[EXCERPTED RECORDS Boundary: Start]
PR #210, opened 2019-07-24
pin upstream bazel to 0.24

ptarjan:
Fixes: #208
It looks like you just reference the latest bazel, which means your builds will just break on bazel releases. Instead I suggest pinning to a certain version and then you can walk the version up at your leisure without master sitting there broken.

### DIFF
--- a/tools/update_tools/Dockerfile
+++ b/tools/update_tools/Dockerfile
@@ -1,10 +1,9 @@
 FROM gcr.io/gcp-runtimes/ubuntu_16_0_4:latest
 
 # Install Bazel (https://docs.bazel.build/versions/master/install-ubuntu.html)
-RUN apt-get update -y && apt-get install openjdk-8-jdk -y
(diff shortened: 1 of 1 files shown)


brandjon:
Thanks! Pinning the bazel version is probably a good idea even if we want to keep compatibility with the bleeding edge. Will merge later today.

brandjon:
Thinking about this more, I don't think we need to change from the apt repo to `wget`ting the install script. It looks like old versions are not pruned from the bazel-apt package source, so that should still be viable, plus it avoids needing to manually install dependencies (beyond openjdk, as [described](https://docs.bazel.build/versions/0.28.0/install-ubuntu.html#step-1-install-the-jdk-optional) on the install page).

I'll see if pinning it in the install line works, then maybe refactor this file a bit.

brandjon:
Turns out we don't keep old versions around in our apt repo after all, despite the fact that the files themselves are still present and reported in the XML page at the apt's URL. Oh well.

The other options someone suggested were

- `wget`ting the binary and running it directly without installation, or

- using [bazelisk](https://github.com/bazelbuild/bazelisk)

I think your approach is simpler.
[EXCERPTED RECORDS Boundary: End]
-- WHAT YOU SHOULD DO --
Print the records above exactly as written.

-- EXERCISE RESPONSE --
PR #210, opened 2019-07-24
pin upstream bazel to 0.24

ptarjan:
Fixes: #208
It looks like you just reference the latest bazel, which means your builds will just break on bazel releases. Instead I suggest pinning to a certain version and then you can walk the version up at your leisure without master sitting there broken.

### DIFF
--- a/tools/update_tools/Dockerfile
+++ b/tools/update_tools/Dockerfile
@@ -1,10 +1,9 @@
 FROM gcr.io/gcp-runtimes/ubuntu_16_0_4:latest
 
 # Install Bazel (https://docs.bazel.build/versions/master/install-ubuntu.html)
-RUN apt-get update -y && apt-get install openjdk-8-jdk -y
(diff shortened: 1 of 1 files shown)


brandjon:
Thanks! Pinning the bazel version is probably a good idea even if we want to keep compatibility with the bleeding edge. Will merge later today.

brandjon:
Thinking about this more, I don't think we need to change from the apt repo to `wget`ting the install script. It looks like old versions are not pruned from the bazel-apt package source, so that should still be viable, plus it avoids needing to manually install dependencies (beyond openjdk, as [described](https://docs.bazel.build/versions/0.28.0/install-ubuntu.html#step-1-install-the-jdk-optional) on the install page).

I'll see if pinning it in the install line works, then maybe refactor this file a bit.

brandjon:
Turns out we don't keep old versions around in our apt repo after all, despite the fact that the files themselves are still present and reported in the XML page at the apt's URL. Oh well.

The other options someone suggested were

- `wget`ting the binary and running it directly without installation, or

- using [bazelisk](https://github.com/bazelbuild/bazelisk)

I think your approach is simpler.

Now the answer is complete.